Un nuevo año, un nuevo comienzo.  Cada nuevo año viene cargado con altas expectativas para una gran mayoría de nosotras.  Sin embargo, para muchas la llegada de un nuevo año pudiera estar plasmada de tristeza, ansiedad y hasta depresión. 

La pena y el desaliento muy fácilmente ensombrece el gozo, somos muy rápidas en señalar lo que no funcionó o no está funcionando en nuestras vidas, y sin embargo lo que salió bien y sigue bien toma tiempo en sobresalir porque con mucha probabilidad esto ese algo que damos por sentado.

Gratitud

La palabra gratitud proviene de la raíz latina gratus, que significa “agradable; bien recibido; beneplácito”.  Esta raíz, adicionalmente, también dio origen a otras palabras relacionadas, tales como gratis, gratificación y gratuidad. 

El valor de la gratitud es cuando una persona experimenta aprecio y reconocimiento por otra que le prestó ayuda.  No consiste, necesariamente en “pagar” ese favor con otro igual, sino en mostrar afecto, reconocimiento y guardar en la memoria ese acto de generosidad.

¿Qué dice Jesús sobre la gratitud? 

“Dad gracias en todo, porque esta es la voluntad de Dios para ustedes en Cristo Jesús.” (I Tesalonicenses 5:18).

“Este es el día que el Señor ha hecho; regocijémonos y alegrémonos en él.” (Salmo 118:24).

La gratitud es importante para Dios.
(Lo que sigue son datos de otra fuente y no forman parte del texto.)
PR #5019, opened 2023-09-09
Celu layer and export to ncnn

wnqn1597:


nihui:

PR #6197, opened 2025-07-21
support cpu count > 64 issue6142

DaChengTechnology:
add MutiThread Module


tencent-adm:
[CLA assistant check](https://cla.opensource.tencent.com/Tencent/ncnn?pullRequest=6197) <br/>All committers have signed the CLA.

DaChengTechnology:
some layer not support.It is necessary for @nihui  to determine whether he can accept this style of code.

DaChengTechnology:
> The goal of issue 6142 is to add CPU topology information retrieval and thread affinity handling. You should not modify the way OpenMP is used in the layer.

Windows  thread affinity handling is contian two pamaes, the one indicate that cpu groups,other one indicate that cpu core mark.
how do you use  that on OpenMP`s program?

DaChengTechnology:
now, ncnn lib use openMP maybe not in thread affinity.

PR #6254, opened 2025-08-14
esp32 build doc: advise not running install.sh with sudo

Willaaaaaaa:
The existing doc recommended users to run `sudo ./install.sh`, which can lead to `esp-idf` being install in `/root/.espressif` rather than `/home/<username>/.espressif`.


nihui (approved):

nihui:

PR #6270, opened 2025-08-21
drop vulkan shader pack8

nihui:
The pack8 shader code is designed to round up the fp16 type to 128 bits, thus achieving the correct performance boost for image storage on the old Adreno graphics

As image storage is deprecated, simply pack8 won't provide any performance gains

Let's wait for the vulkan long vector extension

- [x] drop sfpvec8/afpvec8/sintvec8/aintvec8 glsl extension


tencent-adm:
[CLA assistant check](https://cla.opensource.tencent.com/Tencent/ncnn?pullRequest=6270) <br/>Thank you for your submission, we really appreciate it. Like many open source projects, we ask that you sign our [Contributor License Agreement](https://cla.opensource.tencent.com/Tencent/ncnn?pullRequest=6270) before we can accept your contribution.<br/><sub>You have signed the CLA already but the status is still pending? Let us [recheck](https://cla.opensource.tencent.com/check/Tencent/ncnn?pullRequest=6270) it.</sub>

La palabra “gracias” aparece de diferentes maneras numerosas veces en la Biblia.  En el Nuevo Testamento, el apóstol Pablo escribió al menos 46 veces acerca de dar gracias.

Ser agradecidas en todas las situaciones nos ayuda a desarrollar nuestra confianza en Dios y nos ayuda a ser humildes.  Aunque la mayor parte de las veces nuestra gratitud está relacionada a experiencias positivas, tenemos que aprender a valorar lo bueno y lo malo.  Dar gracias a Dios en situaciones difíciles nos puede ayudar a valorar más los buenos tiempos.  “En todo” mencionado en 1 Tesalonicenses 5:18 es el reto.  Cuando vemos nuestras bendiciones estamos agradecidas por las cosas que el Señor ha hecho por nosotras y provisto para nosotras.  Así que damos gracias con alegría, lo cual es muy fácil de hacer.  Pero, nos resulta difícil darle gracias cuando al parecer no hemos recibido más bendiciones y nuestra situación no es muy positiva.  Sin embargo, Pablo nos dice que dar gracias en todo es la voluntad de Dios para nosotras.

Es una realidad que desde marzo del 2020 hemos vivido tiempos sin precedentes en la historia reciente.  El coronavirus lo trastocó todo: nuestras relaciones personales, hábitos, costumbres, mundo laboral, economía. Todo. 

El 2020 y así como el 2021 fueron años que, para muchos, lamentablemente, han sido uno de los más tristes en sus vidas, pues perdieron a un familiar, a un ser querido, a un amigo, y hasta el trabajo que sustentaba a su familia a causa de esta pandemia. Definitivamente no alcanzan las palabras (ni las lágrimas) para describir lo que muchos han vivido durante el 2020 y 2021.  Las vacunas y su aplicación trajeron optimismo en medio de la incertidumbre, aunque también han traído división entre los que no creen en ella como la solución de detener la propagación del letal virus.

Pero es muy cierto que han sido años para reinventarse, para hacer una pausa y reflexionar sobre lo verdaderamente valioso de la vida, que poco tiene que ver con lo material, y para seguir adelante pase lo que pase.

Gratitud en el Año Nuevo

Cada año, muchas personas dan inicio al nuevo año con metas de vivir diferente en algún aspecto de sus vidas.  Sin embargo, después de varias semanas los intentos de cumplir con sus resoluciones pasan al olvido.

Por lo regular tenemos como una costumbre o tradición escribir nuestras metas al inicio de cada año.  C.S. Lewis escribió que, “Nunca eres tan viejo para establecer una meta más o para soñar un nuevo sueño.” Personalmente yo acostumbro a escribir mis metas en las diferentes áreas de mi vida: espiritual, relaciones, finanzas, trabajo y hasta vacaciones.   Aprendí desde muy joven que las personas que escriben sus metas son más propensas a alcanzarlas y por esa razón acostumbro a hacerlo. 

No puedo negar que la llegada del año 2022 se siente completamente diferente por diversas razones en mi vida personal por lo que he decidido iniciar el nuevo año acogiendo la gratitud.  En vez de crear mas metas, me he tomado el tiempo de escribir una lista de todo por lo que estoy agradecida en las diferentes áreas de mi vida.  Mi resolución para este nuevo año por lo tanto es practicar el arte de la gratitud imaginándome mi vida, y el mundo donde vivo, como una oportunidad, no una deuda.  Mi resolución es enfocarme en lo necesario y trabajar junto a otros para hacer posible que todos a mi alrededor puedan vivir y vivir bien.  De esta manera solo estaré generando sentimientos de amor y bienestar en este 2022.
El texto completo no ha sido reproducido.